▶ **ACTIVITY**: Please show every line in the entries below that includes the word "inheritance".

▶ **INPUT MATERIAL**:
****

PR #5590, opened 2023-04-12
feat(instantsearch): make root indexName optional

Haroenv:
requires https://github.com/algolia/algoliasearch-helper-js/pull/938

Essentially this allows us to create neat non-inheriting indices like this with only three queries sent:

```jsx
const App = (
  <InstantSearch>
    <Index indexName="1" indexId="1a" />
    <Index indexName="1" indexId="1b" />
    <Index indexName="2" />
  </InstantSearch>
);
```

Combined with https://github.com/algolia/react-instantsearch/pull/3690 again, you could also create

```jsx
// 🚨 this isn't possible yet
const App = (
  <InstantSearch>
    <Index indexName="1">
      {/* other widgets, causing no results */}
      <NoResults>
        <Index indexName="1" parentIndexId={null}>
          {/* display stuff from a separate query,
        without interference of inheritance */}
        </Index>
      </NoResults>
    </Index>
  </InstantSearch>
);
```

**Summary**

Allow for more flexible use cases to avoid inheritance of indices, like https://github.com/algolia/instantsearch/issues/5585#issuecomment-1502860567, without custom code skipping the root index.

This does mean that if you forget the indexName, there's a new warning, and no rendering.

**Result**

- IndexName of InstantSearch is optional
- No query gets done for the root index if indexName isn't given

### DIFF
--- a/packages/instantsearch.js/package.json
+++ b/packages/instantsearch.js/package.json
@@ -33,7 +33,7 @@
     "@types/google.maps": "^3.45.3",
     "@types/hogan.js": "^3.0.0",
     "@types/qs": "^6.5.3",
-    "algoliasearch-helper": "^3.11.3",
+    "algoliasearch-helper": "https://pkg.csb.dev/algolia/algoliasearch-helper-js/commit/6ca09d86/algoliasearch-helper",
     "hogan.js": "^3.0.2",
     "htm": "^3.0.0",
     "preact": "^10.10.0",
--- a/packages/instantsearch.js/package.json
+++ b/packages/instantsearch.js/package.json
@@ -33,7 +33,7 @@
     "@types/google.maps": "^3.45.3",
     "@types/hogan.js": "^3.0.0",
     "@types/qs": "^6.5.3",
-    "algoliasearch-helper": "https://pkg.csb.dev/algolia/algoliasearch-helper-js/commit/6ca09d86/algoliasearch-helper",
+    "algoliasearch-helper": "^3.13.0",
     "hogan.js": "^3.0.2",
     "htm": "^3.0.0",
     "preact": "^10.10.0",
--- a/packages/instantsearch.js/src/lib/InstantSearch.ts
+++ b/packages/instantsearch.js/src/lib/InstantSearch.ts
@@ -17,6 +17,7 @@ import {
   noop,
   warning,
   setIndexHelperState,
+  isIndexWidget,
 } from './utils';
 import version from './version';
 
@@ -62,7 +63,7 @@ export type InstantSearchOptions<
   /**
    * The name of the main index
    */
-  indexName: string;
+  indexName?: string;
 
   /**
    * The search client to plug to InstantSearch.js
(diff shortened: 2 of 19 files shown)


packages/instantsearch.js/package.json
```diff
@@ -33,7 +33,7 @@
     "@types/google.maps": "^3.45.3",
     "@types/hogan.js": "^3.0.0",
     "@types/qs": "^6.5.3",
-    "algoliasearch-helper": "^3.11.3",
+    "algoliasearch-helper": "https://pkg.csb.dev/algolia/algoliasearch-helper-js/commit/6ca09d86/algoliasearch-helper",
```
Haroenv, line 36: this and the other references will need to be changed once that version is released

packages/instantsearch.js/src/lib/InstantSearch.ts
```diff
@@ -62,7 +63,7 @@ export type InstantSearchOptions<
   /**
    * The name of the main index
```
Haroenv, line 64:
```suggestion
   * The name of the main index. If no indexName is provided, you have to manually add an index widget.
```

yarn.lock
```diff
@@ -8521,10 +8521,10 @@ ajv@^8.0.1:
     require-from-string "^2.0.2"
     uri-js "^4.2.2"
 
-algoliasearch-helper@3.11.3, algoliasearch-helper@^3.11.3:
-  version "3.11.3"
-  resolved "https://registry.yarnpkg.com/algoliasearch-helper/-/algoliasearch-helper-3.11.3.tgz#6e7af8afe6f9a9e55186abffb7b6cf7ca8de3301"
-  integrity sha512-TbaEvLwiuGygHQIB8y+OsJKQQ40+JKUua5B91X66tMUHyyhbNHvqyr0lqd3wCoyKx7WybyQrC0WJvzoIeh24Aw==
+"algoliasearch-helper@https://pkg.csb.dev/algolia/algoliasearch-helper-js/commit/6ca09d86/algoliasearch-helper":
```
Haroenv, line 8524: should be changed to the released version

packages/instantsearch.js/src/lib/InstantSearch.ts
dhayab, line 1: > This does mean that if you forget the indexName, there's no warning, no error, and no rendering. Maybe there should be a warning or error if there are no child widgets that will be rendered (not sure if it's possible though)?

If the goal is to prevent firing requests to Algolia with no index at all, would it be possible to have a `noIndexNameWarning` flag set to `true` initially that gets changed to `false`:
- if the index name is set in InstantSearch parameters
- when addWidgets is called with a child index

This might be a bit overengineered though. Wdyt?

Haroenv: I forgot to update the description, there is a warning now.

FabienMotte (approved):

dhayab (approved):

****

▶ **FINISHED TASK**:
        without interference of inheritance */}
Allow for more flexible use cases to avoid inheritance of indices, like https://github.com/algolia/instantsearch/issues/5585#issuecomment-1502860567, without custom code skipping the root index.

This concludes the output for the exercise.